# Big Question... next trend?!



## jim berman (Oct 28, 1999)

I am curious as to what everybody might think about the next big food trend. It seems that fusion is... well.... fusing. Nouvelle/California/Spa cuisine is mainstream. What's next? I have read about the return to comfort food... but I think that really isn't noteworthy; I think we all go back to get ahead... make sense?
Anyhow, curious as to your thoughts...


----------



## pete (Oct 7, 2001)

I disagree. In recent years I have seen more and more people turn back to the classics. Its directly related to the "devil-may-care" attitude about throwing any 2,3,4 ingredients together. So much fusion food is crap that people have returned to what they know is good. I'm not saying that all fusion food sucks, but most of it does. I think people are going to continue to explore regional foods in their true context, not as some twisted sort of creation such as Asian-N. African Weiner Schintzel. As I have stated in these forums many times before, the classics are classics for a reason. They will always be around.


----------



## jim berman (Oct 28, 1999)

Pete,
I guess I agree. I have seen alot of 'stuff thrown together' that might, maybe, possibly taste good. However, I think alot of what is out there now is a direct result of using ingredients that are newly available. Specifically, the 'new' produce (i.e purple potatoes, ancestral beans, etc). I guess there are two schools of thought: 1) Experiment with the new to expand horizons or 2) Refine the familiar and make it great. I am not sure that there is one right answer... however, I agree that throwing things together for the sake of being different should not be the path we follow.


----------



## pete (Oct 7, 2001)

Don't get me wrong. I love playing with new ingredients. And sure fusion cuisine has it's place if it is well thought out. But these new ingredients you talk about are really ancient ingredients that have been rediscovered by modern chefs. Why not do a little research on the cuisine of the country where the foods came from. Use the food in the context that it came from.


----------



## m brown (May 29, 1999)

the next trend is no trend.


----------



## greg (Dec 8, 1999)

Something I've seen lately is greater use of game. Wild boar seems to be the latest favorite; I'm even seeing it on menus here in MN. Fusion, unfortunately, won't die; there are endless combinations of ingredients and an endless supply of unwitting customers to be dazzled by exotic sounding dishes. Personally, I'm hoping for the zen trend, too ( the next trend is no trend!).


----------



## shahar (Dec 15, 1999)

I think the next trend will be a further deconstruction of menues. Mostly toward an elimantion of entrees and moving toward ala-carte menus built of small cheap items or set-menus consisting of about twelve small appatizer size dishes. That way a customer can enjoy a dinner full of surprises, color, shifts of texture without feeling over filled.
Of course this is an example and of course it's not a new idea but older.

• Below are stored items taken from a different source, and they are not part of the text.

Issue #578, opened 2020-12-30
A page displays the build details for the server.


mcpierce:
(this is a re-implementation)

Anonymous and authenticated users can view a page that displays the build details for the server.

PR #580, opened 2021-01-02
Added a feature to load the server build details [#578]

mcpierce:
## Status
**READY**

## Migrations
NO

## Description
 * Added the frontend feature to retrieve the details.
 * Refactored the REST APIs and repackaged the classes.
 * Added the page to display the build details.

### DIFF
--- a/comixed-web/src/app/effects/build-details.effects.ts
+++ b/comixed-web/src/app/effects/build-details.effects.ts
@@ -1,0 +1,72 @@
+/*
+ * ComiXed - A digital comic book library management application.
+ * Copyright (C) 2021, The ComiXed Project
+ *
+ * This program is free software: you can redistribute it and/or modify
+ * it under the terms of the GNU General Public License as published by
+ * the Free Software Foundation, either version 3 of the License, or
+ * (at your option) any later version.
+ *
+ * This program is distributed in the hope that it will be useful,
+ * but WITHOUT ANY WARRANTY; without even the implied warranty of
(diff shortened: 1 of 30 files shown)


comixed-web/src/app/effects/build-details.effects.ts
```diff
@@ -0,0 +1,72 @@
...
+    );
+  });
+
+  constructor(
+    private logger: LoggerService,
+    private actions$: Actions,
+    private buildDetailsService: BuildDetailsService,
+    private alertService: AlertService,
+    private translateService: TranslateService
+  ) {}
```
BRUCELLA2, line 71: Is it voluntary to place the builder at the end of the class?
In the other effects.ts files the constructor is placed at the beginning of the class. This is consistent with a field -> constructor -> method structure. If this is what you want, you will have to correct the other classes in the course of time.

BRUCELLA2 (changes requested):
it's ok just a question and we can merge

comixed-web/src/app/effects/build-details.effects.ts
mcpierce: I believe that's a side-effect of my IntelliJ setup and how it cleaned up the code. The constructor is the only pure method in the effect source module while the effect methods are generated by method calls to createEffect(). So IJ sorted those method calls above the constructor call. It's not a requirement for the code.

BRUCELLA2: Okay, that's good then.

BRUCELLA2 (approved):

But nothing's new in this field. Many times i found my brightest most modern culinary breakthrough already written in a cooking book three hundred years old...


----------



## caralien (Sep 30, 1999)

Considering the recent trends of fusion, comfort food, decadent food, and steak & cigar restaurants, it appears that the strangest trend that could appear would be along the lines of fructarian and vegan, or at least simpler dishes. Personally, I have liked experimenting with a lot that has come out recently, but some back-to-basics cooking would be refreshing.


----------



## jim berman (Oct 28, 1999)

ChefTiss,
As the moderator for the Inside Scoop, (and as a professional chef) I must ask you to refrain from personal attacks. This is an educational forum that exchanges the interests, education and experiences of its members. Our varied backgrounds are our strength.


----------



## m brown (May 29, 1999)

Next new trend

Drinks with Dinner. Not wine, not just shots, 
but mixed drinks paired with your menu.

People seem to be dining out more often and need to let their hair down at the table, as they would in their own home. Wine with every meal? Nope, watch out for mixed alcohol, virgin and juice drinks popping up on the tab. (or even Tab with lemon!)

Greater amenities to the diner could be another trend. Serving slippers with the entree, or offering massages with cocktails, how about reclining chairs with dessert. 
Makes me want to leave the house again!

[This message has been edited by m brown (edited March 01, 2000).]


----------